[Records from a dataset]
-*-*-
PR #608, opened 2019-02-14
Callback context

### LINKED ISSUE #59: determine which input is triggering in callback
Since only a single Output is allowed in a callback, and all Inputs must feed into it, how can we determine which input is being triggered during a callback?  I have three time-series line plots that I want to cross-filter, and update, any time a range is selected in any of the other plots.   For example, the range of Plot A should update when either the range of Plot B or Plot C is updated.  But the callback collects the ranges from all plots simultaneously.  Is there a way to get the id of which input was triggered during a callback?  

Here is my code but it only updates with data from plotB, when it is triggered.  When I update Plot C the datac variable is indeed updated but the data from plotB is also passed in again, so the callback function has no knowledge of which plot is actually triggering new input.     

```
@app.callback(
    Output('plotA', 'figure'),
    [Input('plotB', 'relayoutData'),
     Input('plotC', 'relayoutData')])
def display_selected_data(data, datac):

    print('data', data)
    print('datac', datac)

    startx = 'xaxis.range[0]' in data if data else None
    endx = 'xaxis.range[1]' in data if data else None

   # define the new xrange
    if startx and endx:
        xrange = [data['xaxis.range[0]'], data['xaxis.range[1]']]
    elif startx and not endx:
        xrange = [data['xaxis.range[0]'], thedates.max()]
    elif not startx and endx:
        xrange = [thedates.min(), data['xaxis.range[1]']]
    else:
        xrange = None

    traces = [go.Scatter(
        x=thedates,
        y=mdf['uniqvisits'])]
    return {
        'data': traces,
        'layout': get_layout('Unique Visits', 'Date', 'Unique Visits', xrange=xrange)
    }  
```

### LINKED ISSUE #291: Determining Which Input Has Been Fired
We need a way to determine which input has changed. We've provided a temporary hack with `n_clicks_timestamp` but we need something that is more general.

I'm not worried about the implementation, it fits into the `dash-renderer` architecture nicely.

What's not as clear to me is what the `app.callback` decorated functions should look like. How does this interface scale when we want to add more things like:
- Previous state
- Multiple outputs
- Keyword-style arguments instead of list-style arguments
- Which input changed
- Timestamps when inputs changed
- Nested properties (e.g. subscribing to `figure.layout.title`)
- Error handling (e.g. updating an error div container when an exception is thrown)

So, let's use this thread to just propose different interfaces to the callbacks. Of course, doing this in a way that would be backwards compatible is preferred.

***

cc @plotly/dash

T4rk1n:
Add a callback context object for the dash package.

- `dash.callback.inputs/states` a dict with the id and prop as key for the inputs/states value of a callback.
- `dash.callback.triggered` which inputs has fired (called `setProps`)

These properties are only available inside a callback.

Basic example:

```python
import dash

from dash.dependencies import Output, Input

app = dash.Dash(__name__)

BUTTONS = ['btn-{}'.format(x) for x in range(1, 6)]

app.layout = html.Div([
    html.Div([
        html.Button(x, id=x) for x in BUTTONS
    ]),
    html.Div(id='output'),
])


              [Input(x, 'n_clicks') for x in BUTTONS])
def on_click(*args):
    if not dash.callback.triggered:
        raise PreventUpdate
    trigger = dash.callback.triggered[0]
    input_value = dash.callback.inputs.get(trigger)
    return 'Just clicked {} for the {} time!'.format(
        trigger.split('.')[0], input_value)


if __name__ == '__main__':
    app.run_server(debug=True, port=9091)

```

Closes #291, Closes #59

### DIFF
--- a/.circleci/requirements/dev-requirements-py37.txt
+++ b/.circleci/requirements/dev-requirements-py37.txt
@@ -2,7 +2,7 @@ dash_core_components==0.43.1
 dash_html_components==0.13.5
 dash-flow-example==0.0.5
 dash-dangerously-set-inner-html
--e git://github.com/plotly/dash-renderer.git@callback-context#egg=dash_renderer
+-e git://github.com/plotly/dash-renderer.git@master#egg=dash_renderer
 percy
 selenium
 mock
--- a/.circleci/requirements/dev-requirements-py37.txt
+++ b/.circleci/requirements/dev-requirements-py37.txt
@@ -2,7 +2,7 @@ dash_core_components==0.43.1
 dash_html_components==0.13.5
 dash-flow-example==0.0.5
 dash-dangerously-set-inner-html
-dash_renderer==0.18.0
+-e git://github.com/plotly/dash-renderer.git@callback-context#egg=dash_renderer
 percy
 selenium
 mock
--- a/.circleci/requirements/dev-requirements.txt
+++ b/.circleci/requirements/dev-requirements.txt
@@ -2,7 +2,7 @@ dash_core_components==0.43.1
 dash_html_components==0.13.5
 dash_flow_example==0.0.5
 dash-dangerously-set-inner-html
-dash_renderer==0.18.0
+-e git://github.com/plotly/dash-renderer.git@callback-context#egg=dash_renderer
 percy
 selenium
 mock
--- a/.circleci/requirements/dev-requirements.txt
+++ b/.circleci/requirements/dev-requirements.txt
@@ -2,7 +2,7 @@ dash_core_components==0.43.1
 dash_html_components==0.13.5
 dash_flow_example==0.0.5
 dash-dangerously-set-inner-html
--e git://github.com/plotly/dash-renderer.git@callback-context#egg=dash_renderer
+-e git://github.com/plotly/dash-renderer.git@master#egg=dash_renderer
 percy
 selenium
 mock
--- a/CHANGELOG.md
+++ b/CHANGELOG.md
@@ -7,6 +7,9 @@
 
 ## Added
 - Added components libraries js/css distribution to hot reload watch. [#603](https://github.com/plotly/dash/pull/603)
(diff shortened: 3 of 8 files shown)


alexcjohnson:
@T4rk1n great solution, and very nice architecture - I didn't know about `flask.g` but that certainly seems the ideal place to attach this kind of thing. And seems like this will extend nicely to handle things like previous state.

Only question is about the name - I feel like `dash.callback` is apt to get confused with `app.callback` - can we call it `request` or `context`?

T4rk1n:
Yes, flask.g is alive for the duration of the request only, so each callback get it's own "scope" managed.

> Only question is about the name - I feel like `dash.callback` is apt to get confused with `app.callback` - can we call it `request` or `context`?

That was also one of my concern, but I dismissed `request` because our users knows they are in a callback but maybe not a request, so it more specific and not to be confused with `flask.request` which handle much more. `context` just feel too generic.

T4rk1n:
- [ ] triggered only contains triggered inputs (now all props by setProps)

alexcjohnson:
> I dismissed `request` because our users knows they are in a callback but maybe not a request, so it more specific and not to be confused with `flask.request` which handle much more. `context` just feel too generic.

Fair points. I'm still not excited about `callback` though... in addition to the potential confusion, it implies that this *is* the callback, whereas it's really just extra info being provided *to* the callback, detailing how it was invoked. Perhaps `callback_info` or `callback_data` then? Or even `callback_context`, as you use internally. The way you set it up, this object is persistent, so users can import it up front with an alias `from dash import callback_context as ctx` or something - so I'm not super worried about a long name.

T4rk1n:
From discussion with @Bachibouzouk , the triggered inputs should also contains the value for a cleaner api.

```
triggered = [{'id': 'input.value', 'value': 'foo']
```

matthijsramlab:
This ia awesome, when will it be realsed?

T4rk1n:
@matthijsramlab Just merged, going into next release.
-*-*-
■ **TASK PROMPT**: What you need to do is repeat every record above exactly.

■ **TASK RESPONSE**:
PR #608, opened 2019-02-14
Callback context

### LINKED ISSUE #59: determine which input is triggering in callback
Since only a single Output is allowed in a callback, and all Inputs must feed into it, how can we determine which input is being triggered during a callback?  I have three time-series line plots that I want to cross-filter, and update, any time a range is selected in any of the other plots.   For example, the range of Plot A should update when either the range of Plot B or Plot C is updated.  But the callback collects the ranges from all plots simultaneously.  Is there a way to get the id of which input was triggered during a callback?  

Here is my code but it only updates with data from plotB, when it is triggered.  When I update Plot C the datac variable is indeed updated but the data from plotB is also passed in again, so the callback function has no knowledge of which plot is actually triggering new input.     

```
@app.callback(
    Output('plotA', 'figure'),
    [Input('plotB', 'relayoutData'),
     Input('plotC', 'relayoutData')])
def display_selected_data(data, datac):

    print('data', data)
    print('datac', datac)

    startx = 'xaxis.range[0]' in data if data else None
    endx = 'xaxis.range[1]' in data if data else None

   # define the new xrange
    if startx and endx:
        xrange = [data['xaxis.range[0]'], data['xaxis.range[1]']]
    elif startx and not endx:
        xrange = [data['xaxis.range[0]'], thedates.max()]
    elif not startx and endx:
        xrange = [thedates.min(), data['xaxis.range[1]']]
    else:
        xrange = None

    traces = [go.Scatter(
        x=thedates,
        y=mdf['uniqvisits'])]
    return {
        'data': traces,
        'layout': get_layout('Unique Visits', 'Date', 'Unique Visits', xrange=xrange)
    }  
```

### LINKED ISSUE #291: Determining Which Input Has Been Fired
We need a way to determine which input has changed. We've provided a temporary hack with `n_clicks_timestamp` but we need something that is more general.

I'm not worried about the implementation, it fits into the `dash-renderer` architecture nicely.

What's not as clear to me is what the `app.callback` decorated functions should look like. How does this interface scale when we want to add more things like:
- Previous state
- Multiple outputs
- Keyword-style arguments instead of list-style arguments
- Which input changed
- Timestamps when inputs changed
- Nested properties (e.g. subscribing to `figure.layout.title`)
- Error handling (e.g. updating an error div container when an exception is thrown)

So, let's use this thread to just propose different interfaces to the callbacks. Of course, doing this in a way that would be backwards compatible is preferred.

***

cc @plotly/dash

T4rk1n:
Add a callback context object for the dash package.

- `dash.callback.inputs/states` a dict with the id and prop as key for the inputs/states value of a callback.
- `dash.callback.triggered` which inputs has fired (called `setProps`)

These properties are only available inside a callback.

Basic example:

```python
import dash

from dash.dependencies import Output, Input

app = dash.Dash(__name__)

BUTTONS = ['btn-{}'.format(x) for x in range(1, 6)]

app.layout = html.Div([
    html.Div([
        html.Button(x, id=x) for x in BUTTONS
    ]),
    html.Div(id='output'),
])


              [Input(x, 'n_clicks') for x in BUTTONS])
def on_click(*args):
    if not dash.callback.triggered:
        raise PreventUpdate
    trigger = dash.callback.triggered[0]
    input_value = dash.callback.inputs.get(trigger)
    return 'Just clicked {} for the {} time!'.format(
        trigger.split('.')[0], input_value)


if __name__ == '__main__':
    app.run_server(debug=True, port=9091)

```

Closes #291, Closes #59

### DIFF
--- a/.circleci/requirements/dev-requirements-py37.txt
+++ b/.circleci/requirements/dev-requirements-py37.txt
@@ -2,7 +2,7 @@ dash_core_components==0.43.1
 dash_html_components==0.13.5
 dash-flow-example==0.0.5
 dash-dangerously-set-inner-html
--e git://github.com/plotly/dash-renderer.git@callback-context#egg=dash_renderer
+-e git://github.com/plotly/dash-renderer.git@master#egg=dash_renderer
 percy
 selenium
 mock
--- a/.circleci/requirements/dev-requirements-py37.txt
+++ b/.circleci/requirements/dev-requirements-py37.txt
@@ -2,7 +2,7 @@ dash_core_components==0.43.1
 dash_html_components==0.13.5
 dash-flow-example==0.0.5
 dash-dangerously-set-inner-html
-dash_renderer==0.18.0
+-e git://github.com/plotly/dash-renderer.git@callback-context#egg=dash_renderer
 percy
 selenium
 mock
--- a/.circleci/requirements/dev-requirements.txt
+++ b/.circleci/requirements/dev-requirements.txt
@@ -2,7 +2,7 @@ dash_core_components==0.43.1
 dash_html_components==0.13.5
 dash_flow_example==0.0.5
 dash-dangerously-set-inner-html
-dash_renderer==0.18.0
+-e git://github.com/plotly/dash-renderer.git@callback-context#egg=dash_renderer
 percy
 selenium
 mock
--- a/.circleci/requirements/dev-requirements.txt
+++ b/.circleci/requirements/dev-requirements.txt
@@ -2,7 +2,7 @@ dash_core_components==0.43.1
 dash_html_components==0.13.5
 dash_flow_example==0.0.5
 dash-dangerously-set-inner-html
--e git://github.com/plotly/dash-renderer.git@callback-context#egg=dash_renderer
+-e git://github.com/plotly/dash-renderer.git@master#egg=dash_renderer
 percy
 selenium
 mock
--- a/CHANGELOG.md
+++ b/CHANGELOG.md
@@ -7,6 +7,9 @@
 
 ## Added
 - Added components libraries js/css distribution to hot reload watch. [#603](https://github.com/plotly/dash/pull/603)
(diff shortened: 3 of 8 files shown)


alexcjohnson:
@T4rk1n great solution, and very nice architecture - I didn't know about `flask.g` but that certainly seems the ideal place to attach this kind of thing. And seems like this will extend nicely to handle things like previous state.

Only question is about the name - I feel like `dash.callback` is apt to get confused with `app.callback` - can we call it `request` or `context`?

T4rk1n:
Yes, flask.g is alive for the duration of the request only, so each callback get it's own "scope" managed.

> Only question is about the name - I feel like `dash.callback` is apt to get confused with `app.callback` - can we call it `request` or `context`?

That was also one of my concern, but I dismissed `request` because our users knows they are in a callback but maybe not a request, so it more specific and not to be confused with `flask.request` which handle much more. `context` just feel too generic.

T4rk1n:
- [ ] triggered only contains triggered inputs (now all props by setProps)

alexcjohnson:
> I dismissed `request` because our users knows they are in a callback but maybe not a request, so it more specific and not to be confused with `flask.request` which handle much more. `context` just feel too generic.

Fair points. I'm still not excited about `callback` though... in addition to the potential confusion, it implies that this *is* the callback, whereas it's really just extra info being provided *to* the callback, detailing how it was invoked. Perhaps `callback_info` or `callback_data` then? Or even `callback_context`, as you use internally. The way you set it up, this object is persistent, so users can import it up front with an alias `from dash import callback_context as ctx` or something - so I'm not super worried about a long name.

T4rk1n:
From discussion with @Bachibouzouk , the triggered inputs should also contains the value for a cleaner api.

```
triggered = [{'id': 'input.value', 'value': 'foo']
```

matthijsramlab:
This ia awesome, when will it be realsed?

T4rk1n:
@matthijsramlab Just merged, going into next release.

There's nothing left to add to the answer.